Interpretability-driven debiasing is a new paradigm: it does not mitigate bias outputs in a "black-box" manner but precisely locates and manipulates the internal mechanisms where bias arises.
The monosemantic nature of SAEs makes them an ideal tool for debiasing: each neuron encodes a single concept, and deactivation does not trigger chain reactions.
The framework is applicable to both encoder-only (CLIP) and encoder-decoder (InternVL2) VLMs, showing good versatility.
Only middle representations are modified without changing model weights, making deployment simple.

Limitations & Future Work¶

The social neuron detection phase still requires social attribute labels to partition groups (though SAE training does not).
Current validation focuses primarily on gender bias, with fewer ablations on age and race.
The SAE expansion factor and threshold \(\tau\) require hyperparameter tuning.
Bias mitigation effectiveness across different cultures/languages has not been verified.
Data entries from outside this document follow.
Issue #316, opened 2014-10-27
Make ws_object_unref() call the deinit callback even if it is allocated on the stack


neithernut:
Easy as cake.

PR #317, opened 2014-10-27
Moved check for heap allocation to end of unref

TheNeikos:
This is for #316


matthiasbeyer:
ACK.

TheNeikos:
Upon further reflection on how we designed the system, we don't think it is an appropriate change. Stack variables shouldn't be counted upon and only used in such a way that verifies their validity.

Thus you don't need refcounting and can deinit them right away!

Issue #313, opened 2014-10-27
Pass click-events to the currently active application.


neithernut:
This bit is missing. Once it's dome we've reached another milesone!

PR #319, opened 2014-10-27
Add mouse clicks

TheNeikos:


neithernut:
Targets #313.

src/input/input_device.c
```diff
@@ -136,6 +149,44 @@ cmp_callback(
...
 
+
+static void
+handle_relative_event(
+    struct input_event* ev
+) {
+    //ws_log(&log_ctx, LOG_DEBUG, "It's a mouse event!");
+
+    switch (ev->code) {
+        case REL_X:
```
matthiasbeyer: The case indentation level should be the same level as the switch.

matthiasbeyer:
ACK.

Issue #250, opened 2014-10-20
Add latex setup


neithernut:
We will need a setup to build the user documentation.

neithernut:
We'll use texinfo.

PR #320, opened 2014-10-27
Add build env for user manual

neithernut:
This PR introduces the initial setup for the user manual.
I did not yet decide in what section the manual should be put.
Also note that the documentation is _not_ build on the CI, since the setup omits building the documentation if either `latex2man` or `makeinfo` are missing.
Targets #250.


matthiasbeyer:
Looks good to me.

PR #333, opened 2014-10-28
Fix argument preparation in action processor

neithernut:
The action processor did use the new top for indirect arguments, when it should have used the old one.

### DIFF
--- a/src/action/processor_stack.c
+++ b/src/action/processor_stack.c
@@ -180,12 +180,20 @@ ws_processor_stack_bottom(
 struct ws_value*
 ws_processor_stack_value_at(
     struct ws_processor_stack* self,
-    ssize_t pos
+    ssize_t pos,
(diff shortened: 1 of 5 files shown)


src/action/processor_stack.c
```diff
@@ -180,12 +180,20 @@ ws_processor_stack_bottom(
 struct ws_value*
 ws_processor_stack_value_at(
     struct ws_processor_stack* self,
-    ssize_t pos
+    ssize_t pos,
+    struct ws_value* opttop
 ) {
+    size_t top = self->top;
+
+    // if `top` is `NULL`, we want to use the value we have
```
matthiasbeyer: `top` cannot be `NULL`, it is a `size_t`. You mean zero here?

matthiasbeyer:
ACK.

PR #336, opened 2014-10-28
Fix action processor

neithernut:
This PR brings various fixes for the command processor and ation processor.


neithernut:
One bit is still missing: The transaction is unref'd twice for some reason (both backtraces are identical).

---

I'll investigate this and notify you as soon as I've got a solution.

---

It was acutally a malformed loop. It's fixed now.

matthiasbeyer:
Looks good to me, but will test if you want me to.

PR #438, opened 2022-04-28
feat: Make launcher docker file multi-arch compatible

pritamstyz4ever:
## Context

Screwdriver needs to support arm64 containers for building

## Objective

This PR updates dockerfile to be multi-arch compatible

## License

### DIFF
--- a/.goreleaser.yml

vs Bend-VLM: Bend-VLM directly debiases embeddings via black-box operations; DeBiasLens uses interpretable neuron manipulation, making it transparent and auditable.
vs SANER: SANER trains residual layers on the text encoder to erase attribute information; DeBiasLens performs selective deactivation after SAE decoupling, providing higher precision.
vs MMNeuron: MMNeuron looks for attribute-specific neurons in pre-trained weights, but weight neurons are polysemantic; SAE neurons are monosemantic, enabling more precise debiasing.

Rating¶

Novelty: ⭐⭐⭐⭐⭐ First to use SAE for interpretable VLM debiasing with a unique entry point.
Experimental Thoroughness: ⭐⭐⭐⭐ Multiple VLMs/LVLMs + multiple evaluation dimensions + neuron specificity validation.
Writing Quality: ⭐⭐⭐⭐ Clear methodology; the "social neuron" concept is intuitive.
Value: ⭐⭐⭐⭐⭐ Provides a new interpretable and auditable tool for AI fairness.